=== Data to use ===

PR #220, opened 2017-06-30
Update requirements

smarlowucf:
Had an issue building due to missing pyOpenSSL requirement in setup. In reviewing all the requirements I came across some other things as well:

  - dnspython doesn't appear to be a requirement (build and tests pass without it, did not find any imports in searching the codebase and nothing in dependency tree)
  - Don't think setuptools should be required aside from rpm build
  - Requests doesn't appear to be a direct requirement (required by azure storage and servicemanagement legacy)
    - This is okay as requirements files can contain the entire dependency tree however this is the only indirect dependency thus it's a bit confusing

Thoughts on these and also a version to pin pyOpenSSL to in setup?

### DIFF
--- a/.travis.requirements.txt
+++ b/.travis.requirements.txt
@@ -15,8 +15,6 @@ APScheduler
 pyliblzma
 coverage
 pyOpenSSL
-requests
-dnspython
 pytest
 pytest-cov
 azure-storage
--- a/.virtualenv.dev-requirements.txt
+++ b/.virtualenv.dev-requirements.txt
@@ -11,7 +11,6 @@
 
 -r .virtualenv.requirements.txt
 
-setuptools
 pytest
 pytest-cov
 mock
--- a/.virtualenv.requirements.txt
+++ b/.virtualenv.requirements.txt
@@ -16,9 +16,7 @@ pyliblzma
 azure-storage
 azure-servicemanagement-legacy
 python-dateutil
-dnspython
 
 pyOpenSSL
-requests
-
+setuptools
 future
--- a/package/spec-template
+++ b/package/spec-template
@@ -18,7 +18,7 @@ Requires:       python-pyliblzma
 Requires:       python-azure-sdk >= 1.0.3
 Requires:       python-azure-sdk-storage >= 0.30.0
 Requires:       python-dateutil
-Requires:       python-dnspython
+Requires:       python-pyOpenSSL
 Requires:       python-setuptools
 Requires:       python-future
 Requires:       man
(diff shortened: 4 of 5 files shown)


smarlowucf:
Also, I just noticed the travis requirements file has azure-storage but is missing azure-servicemanagement-legacy.

schaefi:
right the sdk is taken from the git because of the strange pip setup of the azure sdk. However the data on pip has changed and we are also currently changing the packaging. Thus it might be that we need to adapt the source we need for azurectl in the near future. Hopefully to just depend on the azure-servicemanagement-legacy module. But let us handle that once we finished the packaging and don't confuse ourselves at several ends :)

schaefi:
> dnspython doesn't appear to be a requirement 

agreed

schaefi:
> Requests doesn't appear to be a direct requirement

agreed

schaefi:
> Thoughts on these and also a version to pin pyOpenSSL to in setup

I haven't seen a minimum required version. On the distros I have tested this the version was always
sufficient. Thus it's imho ok to leave it as you've added it. I wonder why the missing requirement was
not observed earlier, thanks

schaefi:
> Don't think setuptools should be required aside from rpm build

but setuptools is required also at runtime because of the entry point code it generated and thus depends on it. I think a more clean solution would be to:

* add setuptools to .virtualenv.requirements.txt
* delete setuptools from .virtualenv.dev-requirements.txt because it inherits from .virtualenv.requirements.txt
* change the README.md lines

    ```
    $ pip2.7 install -U pip setuptools
    $ pip2.7 install -r .virtualenv.dev-requirements.txt
    ```

    to

    ```
    $ pip install -U pip
    $ pip install -r .virtualenv.dev-requirements.txt
    ```

smarlowucf:
> but setuptools is required also at runtime because of the entry point code it generated and thus depends on it. I think a more clean solution would be to:
> 
> add setuptools to .virtualenv.requirements.txt
> 
> delete setuptools from .virtualenv.dev-requirements.txt because it inherits from .virtualenv.requirements.txt [alreay done by you]
> 
> change the README.md lines

I mistakenly thought setuptools was part of standard library but it is rather included with certain distributions of Python along with pip.

Added the requirement back and moved from dev to general requirements file. I think it's okay to leave in readme as this will ensure it's up-to-date.

smarlowucf:
> I haven't seen a minimum required version. On the distros I have tested this the version was always
> sufficient. Thus it's imho ok to leave it as you've added it. I wonder why the missing requirement was
> not observed earlier, thanks

I noticed the missing requirement trying to configure a tox testing environment. (This uses pip/venv/setup.py etc) The spec does not run tests so I don't think missing requirement would block build.

schaefi:
:+1:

===

Return the full data above, line for line.

PR #220, opened 2017-06-30
Update requirements

smarlowucf:
Had an issue building due to missing pyOpenSSL requirement in setup. In reviewing all the requirements I came across some other things as well:

  - dnspython doesn't appear to be a requirement (build and tests pass without it, did not find any imports in searching the codebase and nothing in dependency tree)
  - Don't think setuptools should be required aside from rpm build
  - Requests doesn't appear to be a direct requirement (required by azure storage and servicemanagement legacy)
    - This is okay as requirements files can contain the entire dependency tree however this is the only indirect dependency thus it's a bit confusing

Thoughts on these and also a version to pin pyOpenSSL to in setup?

### DIFF
--- a/.travis.requirements.txt
+++ b/.travis.requirements.txt
@@ -15,8 +15,6 @@ APScheduler
 pyliblzma
 coverage
 pyOpenSSL
-requests
-dnspython
 pytest
 pytest-cov
 azure-storage
--- a/.virtualenv.dev-requirements.txt
+++ b/.virtualenv.dev-requirements.txt
@@ -11,7 +11,6 @@
 
 -r .virtualenv.requirements.txt
 
-setuptools
 pytest
 pytest-cov
 mock
--- a/.virtualenv.requirements.txt
+++ b/.virtualenv.requirements.txt
@@ -16,9 +16,7 @@ pyliblzma
 azure-storage
 azure-servicemanagement-legacy
 python-dateutil
-dnspython
 
 pyOpenSSL
-requests
-
+setuptools
 future
--- a/package/spec-template
+++ b/package/spec-template
@@ -18,7 +18,7 @@ Requires:       python-pyliblzma
 Requires:       python-azure-sdk >= 1.0.3
 Requires:       python-azure-sdk-storage >= 0.30.0
 Requires:       python-dateutil
-Requires:       python-dnspython
+Requires:       python-pyOpenSSL
 Requires:       python-setuptools
 Requires:       python-future
 Requires:       man
(diff shortened: 4 of 5 files shown)


smarlowucf:
Also, I just noticed the travis requirements file has azure-storage but is missing azure-servicemanagement-legacy.

schaefi:
right the sdk is taken from the git because of the strange pip setup of the azure sdk. However the data on pip has changed and we are also currently changing the packaging. Thus it might be that we need to adapt the source we need for azurectl in the near future. Hopefully to just depend on the azure-servicemanagement-legacy module. But let us handle that once we finished the packaging and don't confuse ourselves at several ends :)

schaefi:
> dnspython doesn't appear to be a requirement 

agreed

schaefi:
> Requests doesn't appear to be a direct requirement

agreed

schaefi:
> Thoughts on these and also a version to pin pyOpenSSL to in setup

I haven't seen a minimum required version. On the distros I have tested this the version was always
sufficient. Thus it's imho ok to leave it as you've added it. I wonder why the missing requirement was
not observed earlier, thanks

schaefi:
> Don't think setuptools should be required aside from rpm build

but setuptools is required also at runtime because of the entry point code it generated and thus depends on it. I think a more clean solution would be to:

* add setuptools to .virtualenv.requirements.txt
* delete setuptools from .virtualenv.dev-requirements.txt because it inherits from .virtualenv.requirements.txt
* change the README.md lines

    ```
    $ pip2.7 install -U pip setuptools
    $ pip2.7 install -r .virtualenv.dev-requirements.txt
    ```

    to

    ```
    $ pip install -U pip
    $ pip install -r .virtualenv.dev-requirements.txt
    ```

smarlowucf:
> but setuptools is required also at runtime because of the entry point code it generated and thus depends on it. I think a more clean solution would be to:
> 
> add setuptools to .virtualenv.requirements.txt
> 
> delete setuptools from .virtualenv.dev-requirements.txt because it inherits from .virtualenv.requirements.txt [alreay done by you]
> 
> change the README.md lines

I mistakenly thought setuptools was part of standard library but it is rather included with certain distributions of Python along with pip.

Added the requirement back and moved from dev to general requirements file. I think it's okay to leave in readme as this will ensure it's up-to-date.

smarlowucf:
> I haven't seen a minimum required version. On the distros I have tested this the version was always
> sufficient. Thus it's imho ok to leave it as you've added it. I wonder why the missing requirement was
> not observed earlier, thanks

I noticed the missing requirement trying to configure a tox testing environment. (This uses pip/venv/setup.py etc) The spec does not run tests so I don't think missing requirement would block build.

schaefi:
:+1:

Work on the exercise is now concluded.